Strawberry Crunch Cheesecake

When you want a dessert that tastes like summer and helps you cool off at the same time, make this gorgeous strawberry crunch cheesecake.


For the Crust:

1 lb Vanilla Cream Cookies (about 34 cookies, with a few reserved for the topping)

6 tablespoons Butter, melted

For the Filling:

1 small box (3.3 oz) Strawberry Jello

1 cup Boiling Water

16 oz Cream Cheese, softened (2 bricks of 8 oz each)

3/4 cup Granulated Sugar

2 cups Heavy Whipping Cream

1/2 cup Powdered Sugar

10 Strawberry Wafer Cookies (about 4 oz, for extra crunch)

For the Topping:

Whipped Topping, about half a small tub, thawed and placed into a pastry bag with a star tip (Wilton 1M tip recommended)


The Crust:

Process 26 vanilla cream cookies into fine crumbs and blend well with the melted butter.
Press this mixture into the bottom of a greased 10″ springform pan and set in the freezer for 15 minutes.
The Filling:

Dissolve the strawberry jello in boiling water and let it cool (do not refrigerate).

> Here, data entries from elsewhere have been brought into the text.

PR #8957, opened 2024-02-01
fix security updates getting into grouped code

jakecoffman:
In https://github.com/dependabot/dependabot-core/pull/8742 the `applies_to?` method was too permissive so singular security updates are trying to create in groups.


mctofu (approved):

jakecoffman:
Smoke test failures are from invalid inputs, should be fixed by: https://github.com/dependabot/smoke-tests/pull/179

Beat the cream cheese and granulated sugar until smooth.
Whip the heavy cream with powdered sugar to stiff peaks, then fold it into the cream cheese mixture and cooled strawberry jello in two steps.

Layer half of the whipped cream mixture over the crust, followed by half of the strawberry jello mixture. Freeze for 15 minutes, then add the remaining cream cheese mixture and top with the remaining strawberry mixture.

The Topping:

Crush the remaining vanilla cream cookies and strawberry wafers. Add food coloring for a pinker hue if desired.

Sprinkle this crunchy mixture over the cheesecake and refrigerate for 4 hours to set.

Garnish with swirls of whipped topping before serving.